The catalytic center of the oxygen-evolving complex (OEC) in the oxygenic photosynthetic organisms carries out one of the most important bioenergetic reactions - water oxidation and molecular oxygen synthesis. The catalytic center consists of 4 Mn and 1 Ca2+ cations connected to each other by 5 oxygen bridges [1,2]. Metal cluster have four molecules of water, two of which are bound to Mn4 cation and the other two bound to Ca2+ cation. One of the Ca2+-bound water molecules is presumably a substrate molecule, which is involved in formation of molecular oxygen [3,4] although the mechanism of Ca2+ function in water oxidation might be different. For example, Ca2+ can be responsible for an “adjustment” of the redox potential of a manganese cluster [[5], [6], [7]].

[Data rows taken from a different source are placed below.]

Issue #1701, opened 2024-03-11
Feature Request


geogolem:
### Issue description

I'm not sure if this is the right place to open this issue.. but maybe you can provide some feedback and/or point me in the right direction..

First of all I am using Retrobat - but some of the discussion could also be applied to Batocera as well.

In Retrobat there is an option to autoconfigure the controllers which seems to be pretty useful BUT, its not easy to setup all my controllers this way in retrobat/emulation station so I prefer to turn that off and use retroarchs autoconfig. I can get all my controllers working no problem in retroarch using the most recent SDL2... 

The problem is it is not straightforward to map a 6 button Genesis controller or an n64 NSO controller in retrobat in such a way that it will then work properly in retroarch via retrobats autoconfig option.. so I disabled the autoconfig option and have all my controllers worker great inside retroarch.. I suppose if I could properly map everything in Retrobat I could re-enable the autoconfig and it would work fine too..but right now I cant.. (maybe the latest version of SDL2.dll would also resolve some of the issues I was having, but I am not sure)...

Anyway, even it might also be possible to map everything by manually editing the es_input.cfg file as well.. but for now I have disabled autoconfig in retrobat.

Having said all that.. my feature request is more related to the UI buttons.. I know there are options to show A/B or based on position.. I use the "based on position" buttons but the feature request is regarding the ability of retrobat to detect which controller is being used.. i.e. when navigating retrobat why don't the UI elements for the buttons change depending on the active controller... i.e. retrobat definitely can tell the difference between all my controllers... so it would be awesome if it could change the image being shown in realtime depending on the active controller.

geogolem:
This isn't complete but it is pretty awesome: https://opengameart.org/content/free-keyboard-and-controllers-prompts-pack
https://www.reddit.com/r/gamedev/comments/1z0zid/free_keyboard_and_controllers_prompts_pack/

geogolem:
maybe it could also be some kind of function.. i.e. tap hotkey on a controller, boom, the GUI changes to show the help icons corresponding to that controller..  pair another controller.. tap hotkey on it.. boom the GUI changes to show the help icons corresponding to that controller.. 

[...]

PR #1706, opened 2024-03-15
Feature: Allow theme to Dynamically change HelpIcons to match active controller

geogolem:
see discussion here: https://github.com/batocera-linux/batocera-emulationstation/issues/1701

I realize the implementation using the externs for ActiveController and ActiveControllerGUID are probably not perferred.. but I just wanted to open the PR to get some feedback on what I've done so far. It seems to work well for me and doesn't impact the existing implementation/code if the feature is disabled (or even enabled but not implemented by the theme)..

Any feedback is greatly apprecaited!

Thanks in advance!

### DIFF
--- a/es-core/src/HelpStyle.cpp
+++ b/es-core/src/HelpStyle.cpp
@@ -1,6 +1,11 @@
 #include "HelpStyle.h"
 
 #include "resources/Font.h"
+#include "Settings.h"
+
+extern std::string activeControllerName;
+extern int activeControllerVID;
+extern int activeControllerPID;
 
 HelpStyle::HelpStyle()
 {
@@ -15,6 +20,49 @@ HelpStyle::HelpStyle()
 
 	if (FONT_SIZE_SMALL != 0)
 		font = Font::get(FONT_SIZE_SMALL);
+}
+
+auto HelpStyle::applyDynamicHelpSystem(const std::shared_ptr<ThemeData>& theme, const std::string& view)
+{
+
+		std::string activeControllerVIDString = "";
+
+		switch(activeControllerVID)
+		{
+			case 1406:
+				activeControllerVIDString = "Nintendo";
+				break;
+			case 1356:
+				activeControllerVIDString = "Sony";
+				break;
+			case 1118:
+				activeControllerVIDString = "Microsoft";
+				break;
+		}
+
+		//try Vendor/Name, example, Nintendo/SNES_Controller
+		auto elem = theme->getElement(view, activeControllerVIDString+"/"+activeControllerName, "helpsystem");
+		if (elem)
+			return elem;
+		
+		//try VID/Name, example, 1406/SNES_Controller
+		activeControllerVIDString = std::to_string(activeControllerVID);
+		elem = theme->getElement(view, activeControllerVIDString+"/"+activeControllerName, "helpsystem");
+		if (elem)
+			return elem;
+
+		std::string activeControllerPIDString = "";
+		activeControllerPIDString = std::to_string(activeControllerPID);
+		
+		//try VID/PID, example, 1406/8215
+		elem = theme->getElement(view, activeControllerVIDString+"/"+activeControllerPIDString, "helpsystem");
+		if (elem)
+			return elem;
+
+		//try deviceName only, example, SNES_Controller
+		elem = theme->getElement(view, activeControllerName, "helpsystem");
+
+		return elem;
 }
 
 void HelpStyle::applyTheme(const std::shared_ptr<ThemeData>& theme, const std::string& view)
@@ -47,6 +95,13 @@ void HelpStyle::applyTheme(const std::shared_ptr<ThemeData>& theme, const std::s
 
 		if (elem->has("fontPath") || elem->has("fontSize"))
 			font = Font::getFromTheme(elem, ThemeFlags::ALL, font);
+
+		if (Settings::getInstance()->getString("subset.dynamichelpsystem") == "yes")
+		{
+			auto elem2 = applyDynamicHelpSystem(theme, view);
+			if (elem2)
+				elem = elem2;
+		}
 
 		if (elem->has("iconUpDown"))
 			iconMap["up/down"] = elem->get<std::string>("iconUpDown");
--- a/es-core/src/HelpStyle.cpp
+++ b/es-core/src/HelpStyle.cpp
@@ -68,6 +68,13 @@ auto HelpStyle::applyDynamicHelpSystem(const std::shared_ptr<ThemeData>& theme, 
 void HelpStyle::applyTheme(const std::shared_ptr<ThemeData>& theme, const std::string& view)
 {
 	auto elem = theme->getElement(view, "help", "helpsystem");
+	if (Settings::getInstance()->getString("subset.dynamichelpsystem") == "yes")
+	{
+		auto elem2 = applyDynamicHelpSystem(theme, view);
+		if (elem2)
+			elem = elem2;
+	}
+
 	if (elem)
 	{
 		if (elem->has("pos"))
@@ -95,13 +102,6 @@ void HelpStyle::applyTheme(const std::shared_ptr<ThemeData>& theme, const std::s
 
 		if (elem->has("fontPath") || elem->has("fontSize"))
 			font = Font::getFromTheme(elem, ThemeFlags::ALL, font);
-
-		if (Settings::getInstance()->getString("subset.dynamichelpsystem") == "yes")
-		{
-			auto elem2 = applyDynamicHelpSystem(theme, view);
-			if (elem2)
-				elem = elem2;
-		}
 
 		if (elem->has("iconUpDown"))
 			iconMap["up/down"] = elem->get<std::string>("iconUpDown");
--- a/es-core/src/HelpStyle.h
+++ b/es-core/src/HelpStyle.h
@@ -26,6 +26,7 @@ struct HelpStyle
 	
 	HelpStyle(); // default values
 	void applyTheme(const std::shared_ptr<ThemeData>& theme, const std::string& view);
+	auto applyDynamicHelpSystem(const std::shared_ptr<ThemeData>& theme, const std::string& view);
 };
 
 #endif // ES_CORE_HELP_STYLE_H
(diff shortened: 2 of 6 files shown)


fabricecaruso:
I did not anwered your "issue" because I see more complications than interests, and I don't want to spend hours discussing this.

About the "concept" :

- There is not good way to detect what icons best suits a controller. I could make sense ony with some controllers like xbox or playstation controllers : Not others. 
- Even with a Xbox/PS (compatible) controller ( like a 8bitdo ), you can configure it with xbox controller conventions, but you can also also configure it using snes or PS convention : users do as they want and you have no good way to detect such customizations.
- HelpSystem icons are currently managed by themes and themes provide (or not) the icon suite they want. Most theme don't have that kind of choices, there's often only one choice. 
- Themes can also implement variants for the same controller type. If you detect the controller and automatically select a "helpsystem", you can't choose variants anymore in the theme options.
- If you add a new global option, but no theme implement it, you just have created a useless option. You have something in the menus that nobody will ever understand. So you should not have the option if the theme does not support the feature.

For those reasons, I don't think this is not good idea.

Now, about the submitted implementation :

Honestly ? a "Name + Guid" based themed <helpsystem> name !?!?

Do you really know what's behind a SDL guid ? 
In a basic gamescontrollerdb file you have more than 2000 differents guids...
Do you really think someone will create a maintain a theme having more than 2000 <helpsystem> entries ?

I could make ( a little bit ) sense if that was : 
- Limited to only 3 cases : xbox / playstation / nes using pid/vid (which will be hard to manage for compatible controllers).
- If the "name" convention was basic (xbox / playstation / nes ? ), which will be simple to document and implement later for themers.
- If the menu option was hidden if the theme does not support the feature.

geogolem:
Thank-you for taking the time to respond!! It is greatly appreciated.

I totally get what you are saying and actually agree on many points - but I still personally do really like this feature (but I understand if it never gets into official builds -- but am also interested in following up/improving until it is in a form that could be accepted if possible etc.)

Below are some of my initial thoughts regarding your comments but I really need to think things over to see if I can come up with a more elegant, still flexible but simpler solution. 

> To finish : I could make sense if that was :
> 
> * Limited to only 3 cases : xbox / playstation / nes using pid/vid for detection (which will be hard to manage for compatible controllers).

We could use PID/VID but there are "incompatible" devices that sometimes share PID/VID.. For example, the NSO SNES, NSO 3 button Genesis and NSO 6 button Megadrive controller all share the same PID/VID... There are other cases as well.

My use case is basically the following controllers:

Official PS4 or PS5 controller
NSO SNES controller
NSO NES controller
NSO 6button Megadrive Controller
NSO N64 Controller
latest XBOX controller (i dont own this one yet)

I also wouldn't mind having help icons for the keyboard which would be easy to implement via the theme but for that one we could just use name "keyboard" etc. and not GUID etc.. this one is actually simpler..

> * If the "name" convention was a short list of values like "xbox",  "playstation", and "nes", which is simple to document and implement for themers.

I get the desire to keep it simple for themers --> but I also place value on the ability to handle any specific controller without having to modify the code etc. If the name convention is made to be too simple, then the actual controller handling needs to happen in the code --> then if someone has a controller they really want to have specific helpIcons for, they could simply handle it by adding an entry to dynamicbuttons.xml and supplying the corresponding image files.

I think a combination of both methods is probably possible... one that basically can allow the theme to create/specify simple names to use.. I mean it may be possible to totally just forget about GUID and just use the deviceName which is simpler.. I know this will work for my controllers... just deviceName... 
something similar to: https://www.retroarch.com/index.php?page=controller-autoconfig

> * If the menu option was hidden if the theme does not support the feature.

I did just force push a change that basically moves the option and everything related to it into the theme itself.. so basically if a theme doesn't provide this option, it doesn't appear etc. as you suggested.. I agree with this idea.

Anyway I need to think about this some more but I won't write back anymore unless I feel that I have adequately addressed all your points...

geogolem:
Thank-you for taking the time to respond! It is greatly appreciated.

I understand all your points, especially the GUID issue.. I have implemented some changes in response to your feedback.

The entire option is now only available/exposed if a theme implements it.

GUID is no longer used... but rather some combination of VID/PID/deviceName

Referring to:  https://www.retroarch.com/index.php?page=controller-autoconfig
```
RetroArch provides a set of configuration files for the most common controllers. Depending on your platform, these autoconfig profiles are either distributed with RetroArch or downloaded through the Online Updater.RetroArch provides a set of configuration files for the most common controllers. Depending on your platform, these autoconfig profiles are either distributed with RetroArch or downloaded through the Online Updater. Matching is done using 3 criteria: the device name, the vendor id and the product id. The vendor id and product id pair is often abbreviated as vid:pid. We compute a matching score for each configuration file based on these three factors. The autoconfig profile with the highest score is used to map the controller.
```
and looking in the code for retroach (referring to: https://github.com/libretro/RetroArch/blob/cc97df732cc60271ca0cac996950101ee56eb376/tasks/task_autodetect.c#L118):
```
/* Returns a value corresponding to the
 * 'affinity' between the connected input
 * device and the specified config file
 * > 0: No match
 * > 2: Device name matches
 * > 3: VID+PID match
 * > 5: Both device name and VID+PID match */
 ```
I thought it best to implement it similar to that so I implemented it like this:
```
auto HelpStyle::applyDynamicHelpSystem(const std::shared_ptr<ThemeData>& theme, const std::string& view)
{

		std::string activeControllerVIDString = "";

		switch(activeControllerVID)
		{
			case 1406:
				activeControllerVIDString = "Nintendo";
				break;
			case 1356:
				activeControllerVIDString = "Sony";
				break;
			case 1118:
				activeControllerVIDString = "Microsoft";
				break;
		}

		//try Vendor/Name, example, Nintendo/SNES_Controller
		auto elem = theme->getElement(view, activeControllerVIDString+"/"+activeControllerName, "helpsystem");
		if (elem)
			return elem;

		//try VID/Name, example, 1406/SNES_Controller
		activeControllerVIDString = std::to_string(activeControllerVID);
		elem = theme->getElement(view, activeControllerVIDString+"/"+activeControllerName, "helpsystem");
		if (elem)
			return elem;

		std::string activeControllerPIDString = "";
		activeControllerPIDString = std::to_string(activeControllerPID);

		//try VID/PID, example, 1406/8215
		elem = theme->getElement(view, activeControllerVIDString+"/"+activeControllerPIDString, "helpsystem");
		if (elem)
			return elem;

		//try deviceName only, example, SNES_Controller
		elem = theme->getElement(view, activeControllerName, "helpsystem");

		return elem;
```

I do think this mostly addresses your 3 points but still leaves it open ended enough that if a user or themer wanted to implement for a specific controller they still could, but they could also implement simply for controllers of interest.. For example all official controllers from the big 3 etc. For example, I would probably also implement keyboard helpsystem in the theme as well which this allows.

Anyway, I am still thinking about ways to improve/simplify it.. but I also want to make it powerful/flexible enough that it could in theory handle even odd cases, if a themer/user wanted to do something for a unique/special controller.

Again -- as always your feedback is greatly appreciated.

fabricecaruso:
Well, you should refactor (many) things.

- I don't like the InputManager::getDeviceVID thing at All. It's a mistake to expose those method, in a class that is not designed for that, and ask the index to external code.
Instead, you should handle the controller type (xbox/ps/nes) as an enum ( or eventually a string ) in the InputConfig class. 
That would be reusable and the location make sense.
-> create some method like ControllerType InputConfig::getControllerType() that return the controller type.

- Don't call SDL methods at every frame ( SDL_JoystickGetDeviceVendor ).
Either you call it only one time and cache it, in the InputConfig class. Either :
It's not necessary to call SDL_JoystickGetDeviceVendor / SDL_JoystickGetDeviceProduct to extract the pid/vid : 
You can to it extracting this from the guid ( if you have 030000005E040000E002000000007200, 5e04 is the vendor, E002 is the vendor - revert the string, extract required chars, convert from hex to decimal and you're good )

- The activeControllerName/activeControllerVID global variables in Window class ( and in HelpStyle as extern ) are bad. 
You must get rid of them, once you have finished writing InputConfig::getControllerType().

-  Where does "subset.dynamichelpsystem" comes from ? There's no menu option anymore. It's not related to the theme either..

- You really should simplify applyDynamicHelpSystem() method -> there's no need to test "Nintendo/SNES_Controller", then "1406/SNES_Controller", then "1406/8215", then "SNES_Controller". Simply test the controller type you have from getControllerType() ( xbox/ps/nes ). That's enough. 

Think about themers : how will they guess what's the good name to use if it's complex as you did ? You need to keep it very simple. !

<helpsystem name="nes"> or <helpsystem name="xbox"> should be more than enough.

geogolem:
> * I don't like the InputManager::getDeviceVID thing at All. It's a mistake to expose those method, in a class that is not designed for that, and ask the index to external code.
>   Instead, you should handle the controller type (xbox/ps/nes) as an enum ( or eventually a string ) in the InputConfig class.
>   That would be reusable and the location make sense.
>   -> create some method like ControllerType InputConfig::getControllerType() that return the controller type.
> * Don't call SDL methods at every frame ( SDL_JoystickGetDeviceVendor ).
>   Either you call it only one time and cache it, in the InputConfig class. Either :
>   It's not necessary to call SDL_JoystickGetDeviceVendor / SDL_JoystickGetDeviceProduct to extract the pid/vid :
>   You can to it extracting this from the guid ( if you have 030000005E040000E002000000007200, 5e04 is the vendor, E002 is the vendor - revert the string, extract required chars, convert from hex to decimal and you're good )

I fixed that in the last commit.. it now basically just strips the bytes of the GUID.


> * The activeControllerName/activeControllerVID global variables in Window class ( and in HelpStyle as extern ) are bad.
>   You must get rid of them, once you have finished writing InputConfig::getControllerType().
I realize this.. and it still needs work -- still need to think about this and the other points you made...

geogolem:
Just wanted to note this here as it seems like an interesting project relevant to this feature: https://github.com/rsubtil/controller_icons

geogolem:
Just wanted to link to this which seems very interesting/relevant; however it uses SDL3.. https://github.com/icculus/ControllerImage

geogolem:
I decided to close this PR as a result of that SDL3 library that would make implementing this feature more feasible. The issue is still open and further discussion can be made here; https://github.com/batocera-linux/batocera-emulationstation/issues/1701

The Ca2+ cation can be extracted from OEC of photosystem II (PSII) with high ionic strength medium (1–2 M NaCl) [8] or low pH citrate buffer [9]. This procedure is accompanied by a loss of oxygen-evolving activity: the residual rate of oxygen evolution is about 12%. The activity of Ca-depleted PSII membranes (PSII(Ca)) can be restored up to 70% by addition of Ca2+ in high concentrations (10–30 mM) [10]. A number of metal cations have been investigated as a substitute for Ca2+ in OEC [11]. However, the only metal ion which could functionally substitute Ca2+ is Sr2+ [12]. The binding of some other metal ions, including lanthanides (Ln3+) [13,14] and Cd2+ [15], to the Ca-binding site is competitive with Ca2+. Lanthanides irreversibly bind to the Ca-binding site in intact membrane preparations of the PSII, displacing Ca2+ cation from the OEC [13], as well as to free Ca-binding site in Ca-depleted PSII membranes [14].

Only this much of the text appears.